From the material below, copy out each line with the word "items" in it.

----------------

PR #618, opened 2016-11-02
Allow for location specific item limits to be configured...

### LINKED ISSUE #606: Add 5-item limit to SAL3 PAGE-SP items
For items that are not in Spec as a library, but are paged to Spec, add 5-item limit.

Example record https://searchworks.stanford.edu/view/35581 

SW-1709

jkeck:
...(and configure a PAGE-SP limit).

Closes #606 

`/requests/new?item_id=2789859&origin=SAL3&origin_location=PAGE-SP`

## Before
2789859-before

## After
2789859-after

### DIFF
--- a/app/models/requests/mediated_page.rb
+++ b/app/models/requests/mediated_page.rb
@@ -2,12 +2,6 @@
 #  Request class for making page requests that require mediation
 ###
 class MediatedPage < Request
-  ITEM_LIMITS = {
-    'HV-ARCHIVE' => 20,
-    'RUMSEYMAP' => 5,
-    'SPEC-COLL' => 5
-  }.freeze
-
   validate :mediated_page_validator
   validates :destination, presence: true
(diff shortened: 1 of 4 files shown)


app/models/requests/mediated_page.rb
```diff
@@ -40,10 +34,6 @@ def requestable_with_sunet_only?
     false
   end
 
-  def item_limit
-    ITEM_LIMITS[origin] || super
```
ndushay: huh - was super just doing nothing??  odd.

jkeck: In this context, super fell back to `nil`.  This PR effectively moves this logic up to the common viewer and since `ITEM_LIMITS['unconfigured-origin']` is also `nil` so the behavior is effectively identical (although we've sort-of removed a layer of indirection).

----------------

EXERCISE ANSWER:
### LINKED ISSUE #606: Add 5-item limit to SAL3 PAGE-SP items
For items that are not in Spec as a library, but are paged to Spec, add 5-item limit.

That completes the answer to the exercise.